🤖 AI Summary
This work addresses temporal sentence grounding in videos, aiming to balance high performance with low annotation cost. To overcome limitations of existing fully supervised methods (high annotation burden) and weakly supervised alternatives (suboptimal performance), we propose a *partially supervised* setting—requiring only short segment-level annotations—and a two-stage implicit-to-explicit progressive localization framework. Our key contributions are: (1) the first quartet contrastive learning mechanism, jointly optimizing event-query alignment, event-background separation, intra-cluster compactness, and inter-cluster separability for fine-grained cross-modal alignment; and (2) a synergistic paradigm integrating implicit representation distillation with explicit pseudo-label refinement, enabling end-to-end two-stage training. Experiments on Charades-STA and ActivityNet Captions demonstrate that our method significantly outperforms weakly supervised baselines while approaching fully supervised performance, validating the effectiveness and practicality of partial supervision.
📝 Abstract
Temporal sentence grounding aims to detect event timestamps described by the natural language query from given untrimmed videos.
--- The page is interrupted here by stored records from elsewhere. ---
PR #4283, opened 2025-12-12
pygmt.select: Deprecate parameter gridmask to mask_grid (Will be removed in v0.20.0) 

yvonnefroehlich:

Use underscores between words in parameter names; related to #2014.

**Preview**: https://pygmt-dev--4283.org.readthedocs.build/en/4283/api/generated/pygmt.select.html

**Guidelines**

**Slash Commands**

### DIFF
--- a/pygmt/src/select.py
+++ b/pygmt/src/select.py
@@ -23,12 +23,12 @@ __doctest_skip__ = ["select"]
 
 
 @fmt_docstring
-@deprecate_parameter("gridmask", "grid_mask", "v0.18.0", remove_version="v0.20.0")
+@deprecate_parameter("gridmask", "mask_grid", "v0.18.0", remove_version="v0.20.0")
 @use_alias(
     A="area_thresh",
     C="dist2pt",
     F="polygon",
-    G="grid_mask",
+    G="mask_grid",
     I="reverse",
     L="dist2line",
     N="mask",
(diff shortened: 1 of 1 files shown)


seisman:
I'm thinking if mask_grid makes more sense than grid_mask

yvonnefroehlich:
> I'm thinking if mask_grid makes more sense than grid_mask

Hm. I also though a bit about changing the order here and I am unsure what is better. I think having "grid" as first word should indicate that the input to this parameter is a grid. However, for me, `mask_grid` sounds better.

> gridmask ([str](https://docs.python.org/3/library/stdtypes.html#str)) – Pass all locations that are inside the valid data area of the grid gridmask. Nodes that are outside are either NaN or zero.

---

Another aspect is the alias of **-N**:
* for `pygmt.grdlandmask` it is `maks_values`
* for `pygmt.select` it is `mask`  (the [GMT docs](https://docs.generic-mapping-tools.org/dev/gmtselect.html#n) uses `mask_values`)

seisman:
> Another aspect is the alias of **-N**:
> 
> * for `pygmt.grdlandmask` it is `maks_values`
> * for `pygmt.select` it is `mask`  (the [GMT docs](https://docs.generic-mapping-tools.org/dev/gmtselect.html#n) uses `mask_values`)

Yes, this should also be consistent.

The existing fully-supervised setting achieves great results but requires expensive annotation costs; while the weakly-supervised setting adopts cheap labels but performs poorly. To pursue high performance with less annotation costs, this paper introduces an intermediate partially-supervised setting, i.e., only short-clip is available during training. To make full use of partial labels, we specially design one contrast-unity framework, with the two-stage goal of implicit-explicit progressive grounding. In the implicit stage, we align event-query representations at fine granularity using comprehensive quadruple contrastive learning: event-query gather, event-background separation, intra-cluster compactness and inter-cluster separability. Then, high-quality representations bring acceptable grounding pseudo-labels. In the explicit stage, to explicitly optimize grounding objectives, we train one fully-supervised model using obtained pseudo-labels for grounding refinement and denoising. Extensive experiments and thoroughly ablations on Charades-STA and ActivityNet Captions demonstrate the significance of partial supervision, as well as our superior performance.